(Data in this exercise Opens)
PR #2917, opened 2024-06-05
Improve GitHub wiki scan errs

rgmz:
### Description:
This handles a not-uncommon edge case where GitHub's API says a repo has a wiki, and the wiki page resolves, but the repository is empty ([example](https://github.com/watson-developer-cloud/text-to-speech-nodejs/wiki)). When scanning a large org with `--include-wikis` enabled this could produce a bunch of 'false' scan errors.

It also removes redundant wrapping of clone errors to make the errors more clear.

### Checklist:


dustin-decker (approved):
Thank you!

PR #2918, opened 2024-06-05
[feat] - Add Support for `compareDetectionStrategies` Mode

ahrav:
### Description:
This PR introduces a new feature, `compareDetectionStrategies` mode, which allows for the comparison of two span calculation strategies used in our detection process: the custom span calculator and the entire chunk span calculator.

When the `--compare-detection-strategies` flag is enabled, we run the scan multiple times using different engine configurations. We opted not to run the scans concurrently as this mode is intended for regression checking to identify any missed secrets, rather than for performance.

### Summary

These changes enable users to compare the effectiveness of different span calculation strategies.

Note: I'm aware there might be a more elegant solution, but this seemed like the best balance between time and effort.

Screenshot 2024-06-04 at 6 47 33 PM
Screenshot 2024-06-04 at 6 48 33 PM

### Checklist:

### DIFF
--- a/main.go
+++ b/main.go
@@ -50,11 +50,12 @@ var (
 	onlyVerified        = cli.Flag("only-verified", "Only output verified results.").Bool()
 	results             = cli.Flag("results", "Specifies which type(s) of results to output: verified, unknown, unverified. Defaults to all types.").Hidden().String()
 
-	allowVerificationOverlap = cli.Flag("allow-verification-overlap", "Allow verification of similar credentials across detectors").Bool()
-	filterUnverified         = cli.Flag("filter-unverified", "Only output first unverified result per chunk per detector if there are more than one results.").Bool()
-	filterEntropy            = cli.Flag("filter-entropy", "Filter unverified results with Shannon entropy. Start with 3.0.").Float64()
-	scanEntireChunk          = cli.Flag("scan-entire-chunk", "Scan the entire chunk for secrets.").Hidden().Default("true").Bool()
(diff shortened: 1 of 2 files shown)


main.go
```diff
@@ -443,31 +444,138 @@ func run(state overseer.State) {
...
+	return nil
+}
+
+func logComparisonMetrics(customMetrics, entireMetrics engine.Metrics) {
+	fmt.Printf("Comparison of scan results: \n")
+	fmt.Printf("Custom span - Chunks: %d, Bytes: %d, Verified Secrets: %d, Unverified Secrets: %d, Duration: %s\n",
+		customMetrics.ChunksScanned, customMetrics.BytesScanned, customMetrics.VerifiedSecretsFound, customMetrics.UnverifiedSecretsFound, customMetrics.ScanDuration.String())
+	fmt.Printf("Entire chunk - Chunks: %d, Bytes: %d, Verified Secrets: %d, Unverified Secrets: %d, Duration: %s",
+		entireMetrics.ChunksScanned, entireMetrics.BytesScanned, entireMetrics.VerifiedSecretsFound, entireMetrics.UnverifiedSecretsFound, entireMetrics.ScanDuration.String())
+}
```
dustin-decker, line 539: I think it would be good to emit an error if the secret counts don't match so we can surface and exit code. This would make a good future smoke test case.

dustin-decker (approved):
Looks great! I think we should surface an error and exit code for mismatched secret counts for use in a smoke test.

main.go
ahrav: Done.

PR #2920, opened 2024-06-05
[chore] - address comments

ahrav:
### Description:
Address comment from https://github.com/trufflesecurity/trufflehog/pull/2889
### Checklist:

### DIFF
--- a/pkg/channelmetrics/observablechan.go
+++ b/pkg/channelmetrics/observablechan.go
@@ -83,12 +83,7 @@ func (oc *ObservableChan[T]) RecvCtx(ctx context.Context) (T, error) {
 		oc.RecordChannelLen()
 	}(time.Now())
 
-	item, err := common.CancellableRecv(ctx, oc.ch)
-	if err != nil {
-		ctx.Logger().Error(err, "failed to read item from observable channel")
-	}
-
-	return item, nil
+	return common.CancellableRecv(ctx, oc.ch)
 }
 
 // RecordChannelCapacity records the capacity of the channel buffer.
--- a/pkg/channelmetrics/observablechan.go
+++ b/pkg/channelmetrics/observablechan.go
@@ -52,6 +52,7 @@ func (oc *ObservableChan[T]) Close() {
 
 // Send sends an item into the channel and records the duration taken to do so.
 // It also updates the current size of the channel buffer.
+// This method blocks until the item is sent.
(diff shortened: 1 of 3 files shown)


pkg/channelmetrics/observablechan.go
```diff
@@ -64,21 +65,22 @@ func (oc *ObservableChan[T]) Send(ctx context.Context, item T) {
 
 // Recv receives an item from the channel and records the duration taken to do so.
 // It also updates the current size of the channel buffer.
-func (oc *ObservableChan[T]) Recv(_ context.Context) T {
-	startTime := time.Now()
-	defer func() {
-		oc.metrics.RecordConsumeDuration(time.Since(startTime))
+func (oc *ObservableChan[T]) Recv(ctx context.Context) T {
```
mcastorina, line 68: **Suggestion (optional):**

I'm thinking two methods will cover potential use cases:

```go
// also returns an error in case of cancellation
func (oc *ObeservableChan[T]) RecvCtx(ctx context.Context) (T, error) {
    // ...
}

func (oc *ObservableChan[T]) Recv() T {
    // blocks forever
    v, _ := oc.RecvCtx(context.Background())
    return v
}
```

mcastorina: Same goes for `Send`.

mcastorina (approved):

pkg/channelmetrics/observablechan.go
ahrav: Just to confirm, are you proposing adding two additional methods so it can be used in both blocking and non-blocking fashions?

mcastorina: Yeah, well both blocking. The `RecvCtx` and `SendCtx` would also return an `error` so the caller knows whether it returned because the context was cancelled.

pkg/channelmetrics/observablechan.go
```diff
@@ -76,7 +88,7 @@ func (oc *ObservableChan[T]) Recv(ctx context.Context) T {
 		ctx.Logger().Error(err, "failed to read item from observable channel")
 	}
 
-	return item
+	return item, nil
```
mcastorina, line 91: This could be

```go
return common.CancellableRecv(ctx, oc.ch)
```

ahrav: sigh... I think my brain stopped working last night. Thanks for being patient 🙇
(Data in this exercise Closes)
Exercise goal -
Every line from the first entry to the line containing "output first unverified" should be transcribed exactly, and nothing beyond it.

Solution -
PR #2917, opened 2024-06-05
Improve GitHub wiki scan errs

rgmz:
### Description:
This handles a not-uncommon edge case where GitHub's API says a repo has a wiki, and the wiki page resolves, but the repository is empty ([example](https://github.com/watson-developer-cloud/text-to-speech-nodejs/wiki)). When scanning a large org with `--include-wikis` enabled this could produce a bunch of 'false' scan errors.

It also removes redundant wrapping of clone errors to make the errors more clear.

### Checklist:


dustin-decker (approved):
Thank you!

PR #2918, opened 2024-06-05
[feat] - Add Support for `compareDetectionStrategies` Mode

ahrav:
### Description:
This PR introduces a new feature, `compareDetectionStrategies` mode, which allows for the comparison of two span calculation strategies used in our detection process: the custom span calculator and the entire chunk span calculator.

When the `--compare-detection-strategies` flag is enabled, we run the scan multiple times using different engine configurations. We opted not to run the scans concurrently as this mode is intended for regression checking to identify any missed secrets, rather than for performance.

### Summary

These changes enable users to compare the effectiveness of different span calculation strategies.

Note: I'm aware there might be a more elegant solution, but this seemed like the best balance between time and effort.

Screenshot 2024-06-04 at 6 47 33 PM
Screenshot 2024-06-04 at 6 48 33 PM

### Checklist:

### DIFF
--- a/main.go
+++ b/main.go
@@ -50,11 +50,12 @@ var (
 	onlyVerified        = cli.Flag("only-verified", "Only output verified results.").Bool()
 	results             = cli.Flag("results", "Specifies which type(s) of results to output: verified, unknown, unverified. Defaults to all types.").Hidden().String()
 
-	allowVerificationOverlap = cli.Flag("allow-verification-overlap", "Allow verification of similar credentials across detectors").Bool()
-	filterUnverified         = cli.Flag("filter-unverified", "Only output first unverified result per chunk per detector if there are more than one results.").Bool()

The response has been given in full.